経営者約7割が「副業に積極的な人材」の受け入れに前向きな姿勢
コロナ禍での収入減やテレワークの浸透により、副業・兼業を始める人が増えている。また、大企業でも続々と副業を解禁する動きが強まっている。副業人材を実際に受け入れることに対して、企業側はどう感じているのだろうか。まず、「副業を積極的に行う人を、自社の副業人材として受け入れたいか」と尋ねた。
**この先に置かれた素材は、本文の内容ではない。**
PR #98, opened 2014-11-27
Mention the one thing that integrity protects against on insecure origins

fmarier:
It's not strictly true that there are no security benefits at all
for including integrity metadata on an insecure page.

### DIFF
--- a/specs/subresourceintegrity/spec.markdown
+++ b/specs/subresourceintegrity/spec.markdown
@@ -721,9 +721,10 @@ in general.
 origin against a compromise of the server where an external resources is
 hosted. Network attackers can alter the digest in-flight (or remove it
 entirely (or do absolutely anything else to the document)), just as they
-could alter the resource the hash is meant to validate. Authors who desire
-any sort of security whatsoever SHOULD deliver resources containing
-digests over secure channels.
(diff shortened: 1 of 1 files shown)


fmarier:
@metromoxie does that wording sound good to you?

devd:
I think instead of saying "any security whatsoever" we should say just say "Authors SHOULD deliver integrity metadata over HTTPS" and maybe reference https://w3ctag.github.io/web-https/ (since that is a broader finding and rec that we agree with)

fmarier:
I have revised the wording following @devd's suggestion.

devd:
minor nit, I would say "see also ..[securing the web]"

but other than that, lgtm. @metromoxie @mozfreddyb wdyt?

fmarier:
@devd Like this? https://github.com/w3c/webappsec/pull/98/files#diff-c3b7fb78ee74e440e18502426cd8b14fR725

devd:
yeah, this is great. lets wait for Joel/Freddy to chime in, if they want; otherwise I will merge later this week.

mozfreddyb:
It's an important notion, to distinguish between a server compromise and an active network attacker. Thanks for taking this! :+1:

metromoxie:
FWIW, lgtm :-)

PR #99, opened 2014-11-27
Move hyperlink auditing ("ping") to the connect-src directive

fmarier:
This change brings the CSP spec in line with the relevant section
of the Fetch standard:

  https://fetch.spec.whatwg.org/#requests

This is implementing the change that was proposed by @dveditz in this thread:

  http://lists.w3.org/Archives/Public/public-webappsec/2014Nov/0259.html


mikewest:
Merged per https://lists.w3.org/Archives/Public/public-webappsec/2015Jan/0271.html

PR #102, opened 2014-12-01
draft note for interaction of sandbox directive and workers

hillbrad:


mikewest:
I've taken your patch as a baseline, and poked at it a little in https://github.com/w3c/webappsec/commit/0d204ac3ede6fb48659efb11282909494fda756d

I hope it matches your intent!

Issue #68, opened 2014-10-28
SRI: noncanonical-src use cases


hillbrad:
"Issue-5" in the draft spec text states that noncanoncial-src only makes sense if we are allowing HTTP.  This is not true - it also allows for fallback in the case that e.g. a client is behind a proxy that intercepts and modifies HTTPS connections.  This is likely a nontrivial percentage of clients.  (e.g. enterprise and government systems)

fmarier:
The `noncanonical-src` attribute was removed in 3629390e542a5bc181740f64c5e4d6d6bf4f053c.

devd:
closing since we don't have noncanonical-src anymore

PR #118, opened 2014-12-22
Move the fallback / noncanonical bits to v2

fmarier:
As agreed during the 2014-12-15 teleconference
(http://www.w3.org/2014/12/15-webappsec-minutes.html#item07), the
fallback mechanism is moved to a future version.

### DIFF
--- a/specs/subresourceintegrity/spec.markdown
+++ b/specs/subresourceintegrity/spec.markdown
@@ -83,13 +83,6 @@ regardless of the URL from which they are loaded.
     libraries can be downloaded once, and only once, even if multiple
     instances with distinct URLs are requested.
 
-4.  (potentially) Allow resources to be downloaded from non-canonical
-    sources (for instance, over an insecure channel) for performance,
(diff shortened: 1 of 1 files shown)


mozfreddyb:
I suggest that Mike, Joel and Freddy of the future have to dig wildly through commit history if they want to resurrect these bits ;)

See also my previous commits of rage deletion in #74.

mozfreddyb:
(We will also be able to use github labels and milestones to see things that changed before we brought v1 into last call)

fmarier:
Once merged, #68 will no longer need to be fixed.

devd:
In the non-normative bits of the document, can we, instead of deleting outright, point out that this is a problem and developers should use other tricks to detect whether load was successful and fall back to a slower, non-cdn resource. 

(it is perfectly fine not to do it in this commit, but maybe leave a todo/issue in there when you delete those bits of text?)

fmarier:
@devd: rather then adding a TODO in the text, I've created #149 for it.

PR #120, opened 2014-12-23
Allow the empty set as a return value for parsemetada (fixes #119)

### LINKED ISSUE #119: Resolve ambiguity in the "parse metadata" algorithm between "()" and "no metadata"
The "parse metadata" algorithm in the spec currently return one of three things:
1. "no metadata"
2. an empty set
3. a non-empty set of integrity metadata

In #86, I argued that cases 1 and 2 should be the same and removed that distinction. There are two consequences to that change (or clarification):

- If a user agent sees a hash algorithm it doesn't support (e.g. `md5` or `sha-3000`), then it will ignore the integrity check and load the script, as per 3.3 of the parse metadata algorithm.
- If a user agent sees an integrity metadata with another scheme than `ni` (e.g. `bogus:///sha-256...`), then  it will ignore the integrity check and load the script, as per 3.1 of the parse metadata algorithm.

Is what I'm describing the intended behavior or do we intend to block both of these cases?

@mastahyeti uses the latter interpretation in his [SRI test page](https://btoews.github.io/sri_test/).

fmarier:
The consequence of this is that an integrity attribute with invalid
URIs or an unsupported hash will prevent the sub-resource from
being loaded.

### DIFF
--- a/specs/subresourceintegrity/spec.markdown
+++ b/specs/subresourceintegrity/spec.markdown
@@ -391,9 +391,9 @@ checking because it won't have loaded successfully.
 <section>
 #### Parse <var>metadata</var>.
 
-This algorithm accepts a string, and returns either `no metadata`, or a set of
-valid "named information" (`ni`) URLs whose hash functions are understood by
-the user agent.
+This algorithm accepts a string, and returns either `no metadata`, or a
+(potentially empty) set of valid "named information" (`ni`) URLs whose hash
+functions are understood by the user agent.
 
 1.  If <var>metadata</var> is the empty string, return `no metadata`.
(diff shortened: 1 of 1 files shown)


fmarier:
It seems like the consensus on the list was to fail closed, which means that we should consider this pull request and not #86.

devd:
hmm .. I am not convinced that was the consensus and I feel strongly enough about this that I have pinged the list again. lets see what comes up.

fmarier:
Based on recent discussions, I don't think we want to follow this approach since it would block the last 2 test cases from https://github.com/w3c/webappsec/issues/119#issuecomment-75689032 and we don't want to block test case 2.

PR #122, opened 2015-01-01
SRI: Use the {:.note} directive to mark note paragraphs up

fmarier:


fmarier:
I've rebuilt `index.html` using kramdown 1.5.0.

mozfreddyb:
Just to make sure: Did you just run kramdown or did you use the Makefile that comes with the spec, @fmarier?

PR #124, opened 2015-01-01
SRI: RFC6920 clarifications

fmarier:
We refer to RFC6920 but we should be more precise about the parts we're not using.


fmarier:
#156 may obsolete this pull request.

fmarier:
This is no longer needed since we removed NI URLs in #156.

PR #125, opened 2015-01-05
Add a step to normalize the hash function name (fix #104)

### LINKED ISSUE #104: normalize hash function algorithm name
As noted in #78, we should normalize the algorithm name:

> All ni URL syntax comes from RFC 6920 and on page 5, it keeps on repeating it as sha-256. Unfortunately, CSP2 regards writings like sha256 (no dash) as valid hashes.

> I'd prefer if everything was in line with the RFC, but the ship may have sailed for CSP2.
> So I propose we add normalization steps in SRI 3.3.3 Does resource match metadata?. Maybe we should do the same in CSP?

> Previously:
> 
>     5.Let algorithm be the alg component of metadata.
> 
> Suggested patch:
> 
>     5.Parse and normalize the algorithm from the alg component of metadata as follows
>     5.1.Stripping any dashes and transform all ASCII characters to lowercase ASCII.
>

fmarier:
This is the patch suggested by Freddy on https://github.com/w3c/webappsec/issues/104#issue-51271464.

### DIFF
--- a/specs/subresourceintegrity/spec.markdown
+++ b/specs/subresourceintegrity/spec.markdown
@@ -444,7 +444,9 @@ the user agent.
         skip the remaining steps, and proceed to the next token.
     2.  Let <var>algorithm</var> be the <var>alg</var> component of
         <var>token</var>.
-    3.  If <var>algorithm</var> is a hash function recognized by the user
+    3.  Strip any dashes from <var>algorithm</var> and transform all ASCII
+        characters to lowercase ASCII.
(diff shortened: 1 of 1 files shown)


devd:
this is great! I assume you are taking care of this fore Firefox. Flagging for @metromoxie @mikewest for Chrome.

mozfreddyb:
I guess @mikewest is right here. We should make things easier, but not too weird ;)

devd:
thanks! merged. sorry folks .. should have caught that!

PR #140, opened 2015-01-08
SRI: Prescriptivize usage of `ni` URLs for metadata.

mikewest:
This addresses https://www.w3.org/Bugs/Public/show_bug.cgi?id=27748


mikewest:
@mozfreddyb WDYT?

mozfreddyb:
:+1:

PR #143, opened 2015-01-09
Remove the anchor element from v1 of the spec

fmarier:


devd:
Was there a decision on this on the list? Should we just bring this up on teh call? Are you definitely not covering this in the Firefox implementation? What's happening in the Chrome implementation @metromoxie  ?

fmarier:
The Firefox and Chrome implementations are currently limited to the `script` element.

I'm planning to add stylesheet support in Firefox, but not the `a` element.

I'm told removing this was discussed at TPAC, but I don't think it was brought up on the list, so perhaps it should be discussed during the call.

devd:
it was discussed as an option, but not decided. lets see what @metromoxie can say about the status.

@hillbrad can we discuss it in the call tomorrow?

metromoxie:
We do not implement it in Chromium, nor do we have a plan to. I could me misremembering, but as @fmarier says, I thought we decided to punt it to V2 at TPAC. We should probably discuss one more time on the call though.

specs/subresourceintegrity/spec.markdown
```diff
@@ -310,18 +297,17 @@ resource in order to provide agility in the face of future discoveries.
 For example, the "Hello, world." resource described above may be described
 either of the following `ni` URLs:
 
-    ni:///sha-256;-MO_YqmqPm_BYZwlDkir51GTc9Pt9BvmLrXcRRma8u8?ct=text/plain
-    ni:///sha-512;rQw3wx1psxXzqB8TyM3nAQlK2RcluhsNwxmcqXE2YbgoDW735o8TPmIR4uWpoxUERddvFwjgRSGw7gNPCwuvJg?ct=text/plain
+    ni:///sha-256;-MO_YqmqPm_BYZwlDkir51GTc9Pt9BvmLrXcRRma8u8?ct=application/javascript
+    ni:///sha-512;rQw3wx1psxXzqB8TyM3nAQlK2RcluhsNwxmcqXE2YbgoDW735o8TPmIR4uWpoxUERddvFwjgRSGw7gNPCwuvJg?ct=application/javascript
 {:.example.highlight}
```
fmarier: Good point. I've created #144 for this since it's a bigger change than just removing support for the anchor element. Feel free to assign it to me.

metromoxie:
From the last conference call, it sounded like there was agreement that we should *not* include <a> in v1. Is my understanding correct?

devd:
Unfortunately, I had to unexpectedly miss that call. If that's what the
everyone agreed on then sgtm

fmarier:
The discussion was short but nobody seemed to have any objections to moving it to v2: http://www.w3.org/2015/01/12-webappsec-minutes.html#item09

devd:
thanks

PR #148, opened 2015-01-18
Remove all references to fonts from the spec (fix #17)

### LINKED ISSUE #17: [SRI] Talk about Fonts
(HT Tanvi)

The spec needs to talk about fonts. It mentions it in the beginning but never follows up with details.

fmarier:
Since v1 will not cover fonts, we should avoid mentioning them in
the spec.


devd:
thanks!

PR #5, opened 2016-08-15
show client name as well as campaign name

steppenwells:
the campaign name on its own can be ambiguous.

Small PR but wanted to get into the frontend code and get a feel for propTypes etc.


clloyd:
I was going to do this in a slightly different way... basically a separate component that allows you to view the client information but 👍 and can modify later

steppenwells:
This is more of a composite title per campaign rather than an attempt to show more client information.

the compostite title is used so that if we have multiple TBC campaign names (we do) they can be identified by client. Same argument works for not just showing client name.

PR #7, opened 2016-08-23
Edit Campaign

clloyd:
This adds the ability to edit name/value, and save. Will add more fields as needed

screen shot 2016-08-23 at 13 41 51


steppenwells:
Looks good :+1:

I'm going to merge this so I can fold it into the analytics stuff before adding utils etc.

Quick question though - the `CampaignPerformanceMetrics` component, is this a placeholder for the analytics display component in my branch, or is this earmarked for something else?

PR #10, opened 2016-08-30
Polishing colour palette of graphs

Calanthe:
This is little bit better but still not perfect. Some of the graphs overlaps on each other and their colours also mix. It's hard to predict how it will look like on different data sets but imo for now it is ok. Colours are more soften and less vivid.

Before:
screen shot 2016-08-30 at 15 34 52

After:
screen shot 2016-08-30 at 15 26 03


clloyd:
👍  Looks better to me!

PR #12, opened 2016-08-31
Campaign value validation

Calanthe:
It irritated me that after writing any random characters in the `campaign value` field I didn't see any errors and the input was still empty. That happened because we didn't validate that field correctly. This PR aims to fix that. 

I want to change the `error` state in the parent component only (`CampaignInformationEdit`) so I had to move `enableEditing()` and `disableEditing()` from it's child component `EditableText` to the aforementioned `CampaignInformationEdit`. I am not sure if this is the best approach.

I also don't know why do we have `defaultProps` static value in `EditableText` module. I could't find any usage of it. Should I remove it?

Screen:
screen shot 2016-08-31 at 14 31 56


clloyd:
Unfortunately, I wouldn't move the state up a level, it is specific to the individual field being edited so should be part of the chid component.

If you wanted the subcomponent to show an error, then you could pass the error as a prop. Then the parent can make the decision to show it or not.

Calanthe:
@clloyd I moved the validation logic to the parent component (`CampaignInformationEdit.js`) and only send error statues to the child component (`EditableText.js`).

Please review the code again.

clloyd (approved):

PR #15, opened 2016-09-02
Editable campaign status

Calanthe:
This PR introduces editable status value (as a dropdown) in the campaign details view.
I also added the 'last modified' info.

screen shot 2016-09-02 at 16 09 13

### DIFF
--- a/public/components/CampaignInformationEdit/CampaignInformationEdit.js
+++ b/public/components/CampaignInformationEdit/CampaignInformationEdit.js
@@ -1,9 +1,17 @@
 import React, { PropTypes } from 'react';
 import EditableText from '../utils/EditableText';
+import EditableDropdown from '../utils/EditableDropdown';
 
 import {formatMillisecondDate} from '../../util/dateFormatter';
 
 class CampaignInformationEdit extends React.Component {
+
+  stateValues = { //Not sure if this is the best place for it. Maybe we should have dedicated module with those values and import it here, in sidebar and filters?
+    live: 'Live',
+    prospect: 'Prospect',
+    production: 'Production',
+    dead: 'Dead'
+  }
 
   state = {
     isCampaignDirty: false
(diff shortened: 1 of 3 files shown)


public/components/CampaignInformationEdit/CampaignInformationEdit.js
```diff
@@ -1,10 +1,18 @@
 import React, { PropTypes } from 'react';
 import EditableText from '../utils/EditableText';
+import EditableDropdown from '../utils/EditableDropdown';
 
 import {formatMillisecondDate} from '../../util/dateFormatter';
 
 class CampaignInformationEdit extends React.Component {
 
+  stateValues = { //Not sure if this is the best place for it. Maybe we should have dedicated module with those values and import it here, in sidebar and filters?
```
clloyd: I would move these to a module in /public/constants

public/components/utils/EditableDropdown.js
```diff
@@ -0,0 +1,69 @@
...
+    this.setState({
+      editable: false
+    });
+  }
+
+  prepareOptions = () => {
+    const values = this.props.values;
+    let options = [];
+
+    for (let prop in values) {
```
clloyd: Can we make this more functional, I think a filter and map or a reduce would work well.

public/components/CampaignInformationEdit/CampaignInformationEdit.js
```diff
@@ -54,6 +62,7 @@ class CampaignInformationEdit extends React.Component {
   }
 
   render () {
+      console.log(campaignStatuses);
```
clloyd: console.log

public/components/utils/EditableDropdown.js
```diff
@@ -0,0 +1,73 @@
...
+  }
+
+  prepareOptions = () => {
+    const values = this.props.values;
+    let options = [];
+
+    values.map((prop, index) =>
+      options.push(<option value={prop.value} key={index}>{prop.name}</option>)
+    );
+
```
clloyd, line 35: So this could be written as 

```
return values.map((prop, index) =>
      return <option value={prop.value} key={prop.value}>{prop.name}</option>
 );
```

clloyd:
small comments but looks great!

PR #16, opened 2016-09-05
Client Editing

clloyd:


clloyd:
cc @steppenwells

app/controllers/ClientApi.scala
```diff
@@ -0,0 +1,73 @@
...
+        ClientRepository.putClient(client)
+        Ok(Json.toJson(client))
+      }
+    }
+  }
+
+
+  def bootstrapData() = APIAuthAction { req =>
+
+    val user = loggedInUser(req.user)
```
steppenwells, line 36: I don't think this is being used.

steppenwells:
Looks ok, one minor comment.

👍

PR #18, opened 2016-09-08
disable editing when clicking outside input

Reettaphant:
- disable editing editing when clicking outside the input field instead of when clicking a disable button.


Reettaphant:
@clloyd

clloyd:
👍

PR #19, opened 2016-09-09
remove remove buttom from editable number

Reettaphant:
Remove the remove when editing numbers as well.


Reettaphant:
@clloyd I just noticed the editable number, the disable button should probably be removed from there as well.

clloyd:
👍

PR #21, opened 2016-09-20
Add notes

Reettaphant:
Adds the ability to view, create and update notes associated with a campaign


Reettaphant:
@clloyd

app/controllers/CampaignApi.scala
```diff
@@ -35,6 +35,66 @@ class CampaignApi(override val wsClient: WSClient) extends Controller with Panda
...
+  def getCampaignNotes(id: String) =  APIAuthAction { req =>
+    Ok(Json.toJson(CampaignNotesRepository.getNotesForCampaign(id)))
+  }
+
+  def addCampaignNote(id: String) = APIAuthAction { req =>
+
+    val content = (req.body.asJson.get \ "content").as[String]
+
+    if (content.isEmpty())
+      InternalServerError("Cannot add a note with no content")
```
steppenwells: BadRequest rather than InternalServerError, it's the requester that'd be at fault here.

app/controllers/CampaignApi.scala
```diff
@@ -35,6 +35,66 @@ class CampaignApi(override val wsClient: WSClient) extends Controller with Panda
...
+    }
+  }
+
+  def updateCampaignNote(id: String) = APIAuthAction { req =>
+
+    val dateCreated = (req.body.asJson.get \ "created").as[DateTime]
+    CampaignNotesRepository.getNote(id, dateCreated) match {
+      case None => BadRequest(s"Could not find note with id $id and create time $dateCreated")
+      case Some(note) => {
+        println("got the note from the repo ", note)
```
steppenwells: remove println or convert to log message.

app/controllers/CampaignApi.scala
```diff
@@ -35,6 +35,66 @@ class CampaignApi(override val wsClient: WSClient) extends Controller with Panda
...
+      CampaignNotesRepository.putNote(newNote)
+      Ok(Json.toJson(newNote))
+    }
+  }
+
+  def updateCampaignNote(id: String) = APIAuthAction { req =>
+
+    val dateCreated = (req.body.asJson.get \ "created").as[DateTime]
+    CampaignNotesRepository.getNote(id, dateCreated) match {
+      case None => BadRequest(s"Could not find note with id $id and create time $dateCreated")
```
steppenwells: Hmm interesting. Normally things not being found would be a 404 NotFound, however you're using the request json to pass the date portion of the composite key so technically BadRequest is also fine.

I would however consider moving the created date param into the URL (even if it gets duplicated in the request body) and use this to lookup the note. At the risk of channeling Seb I think this would be more RESTful as it has a fully addressable note in the url. If we go the URL route the error here would be a conventional 404

app/controllers/CampaignApi.scala
```diff
@@ -35,6 +35,66 @@ class CampaignApi(override val wsClient: WSClient) extends Controller with Panda
...
+      case Some(note) => {
+        println("got the note from the repo ", note)
+
+        val lastModified = DateTime.now()
+        val modifiedBy = User(req.user.firstName, req.user.lastName, req.user.email)
+        val content = (req.body.asJson.get \ "content").as[String]
+
+        val updatedNote = note.copy(
+          campaignId = note.campaignId,
```
steppenwells: When using a case class' copy function you only need to add the params that are changing, so `campaignId = note.campaignId` is redundant. This copy can be just:

```
val updatedNote = note.copy(
  lastModified = lastModified,
  lastModifiedBy = modifiedBy,
  content = content
)
```

conf/routes
```diff
@@ -19,7 +19,10 @@ GET /api/campaigns/bootstrap    controllers.CampaignApi.bootstrapData
 GET /api/campaigns              controllers.CampaignApi.getAllCampaigns
 GET /api/campaigns/:id          controllers.CampaignApi.getCampaign(id: String)
 PUT /api/campaigns/:id          controllers.CampaignApi.updateCampaign(id: String)
-GET /api/campaigns/:id/analytics          controllers.CampaignApi.getCampaignAnalytics(id: String)
+GET /api/campaigns/:id/analytics       controllers.CampaignApi.getCampaignAnalytics(id: String)
+GET /api/campaigns/:id/notes    controllers.CampaignApi.getCampaignNotes(id: String)
+POST /api/campaigns/:id/notes   controllers.CampaignApi.addCampaignNote(id: String)
+PUT /api/campaigns/:id/notes    controllers.CampaignApi.updateCampaignNote(id: String)
```
steppenwells: Related to discussion in the API code this url would be

`PUT /api/campaigns/:id/note/:date`

if we moved the date addressing to the url.

Since this is a PUT that only updates one note I would push for putting the date in the url. The GET on the same path gets all notes and the GET and PUT should really be symettric

public/components/Campaign/Campaign.js
```diff
@@ -1,5 +1,6 @@
 import React, { PropTypes } from 'react';
 import CampaignEdit from '../CampaignInformationEdit/CampaignEdit';
+import CampaignInformationEdit from '../CampaignInformationEdit/CampaignInformationEdit';
```
steppenwells: Unused?

public/components/CampaignNotes/CampaignNotes.js
```diff
@@ -0,0 +1,61 @@
...
+  componentWillReceiveProps(nextProps) {
+    if (nextProps.campaign.id !== this.props.campaign.id) {
+      this.props.campaignNoteActions.getCampaignNotes(nextProps.campaign.id);
+    }
+
+  }
+
+  saveNote = () => {
+      this.props.campaignNotesAddActions.createNote(this.props.id, { content: this.state.message });
+      window.removeEventListener('click', this.disableAdding, true);
```
steppenwells: i'm sure there's a more react'y way to do this. @clloyd is probably better placed than me to advise.

steppenwells (changes requested):
I've looked at the server side and have some comments around the url scheme, RESTfulness etc, but otherwise ok.

I had a quick look at the client side react stuff but I think @clloyd is better placed to advise around that.

I would suggest maybe creating an editable TextArea component similar to the editable Text on we already have.

conf/routes
Reettaphant: I'm not sure what you mean, I've now changed the put route as you suggested and left the get route as it is since it is getting all the notes in the campaign.

public/components/CampaignNotes/CampaignNotes.js
clloyd: Yeah the removal of the EventListener should really be happening in the same component as it's being added (So in the future if this component is replaced then the new one wouldn't need to also do this). It will mean that you can't directly pass down the createNote function, but I think t's worth it

clloyd (changes requested):
Looks fine with that one client side change

public/components/CampaignNotes/CampaignNotes.js
Reettaphant: This saveNote function is actually not used anywhere, I forgot to remove when i was moving stuff around. I've now deleted and the actual removal and adding of the event listener are both happening in the campaignNotesAdd component

clloyd (approved):

PR #25, opened 2016-10-12
Sw analytics improvements

steppenwells:
The analytics shown should now always correspond to the campaign being looked at.

Locked the sidebar (Shareef don't like it)


steppenwells:
oh and cc @clloyd who worked with me on these

clloyd (approved):

PR #28, opened 2016-10-13
cache GA analytics results till the end of the day.

steppenwells:
Adds a simple cache that will store analytics results 'til the end of the day.


kelvin-chappell (approved):
An admin route to clear the cache manually might also be useful, although I suppose you could just redeploy.

PR #30, opened 2016-10-18
Add traffic-driver summary box to individual campaign page

kelvin-chappell:
image


steppenwells (commented):
Looks good, 👍 etc.

Obviously you need to fix the conflict with build.sbt but go ahead and merge once that's fixed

すると「非常に受け入れたい」は18.3%、「受け入れたい」は50%と、合計でおよそ7割が受け入れに前向きな姿勢を示した。
副業人材を受け入れる理由は「多方面のスキル」や「生産性への期待」など
続いて、「非常に受け入れたい」および「受け入れたい」とした回答者75名にその理由を聞くと、最も多かったのは「副業人材は多方面のスキルを持っていて優秀だと考える」で、50.7%と半数が回答。以降、「副業人材は生産性が高いと考える」(38.7%)、「副業人材は人脈が広く自社の事業機会拡大につながる」(37.3%)が上位だった。・異業種との人脈に期待できる(56歳)
・技能スキルがあれば短い時間でも効率的な仕事がこなせる(67歳)
・仕事の幅を拡げるきっかけになれば(74歳)
・ある特殊な技術知識を持つ人材は貴重でなかなか探せないが、副業人材にはそのような人材がいるのではと思う(62歳)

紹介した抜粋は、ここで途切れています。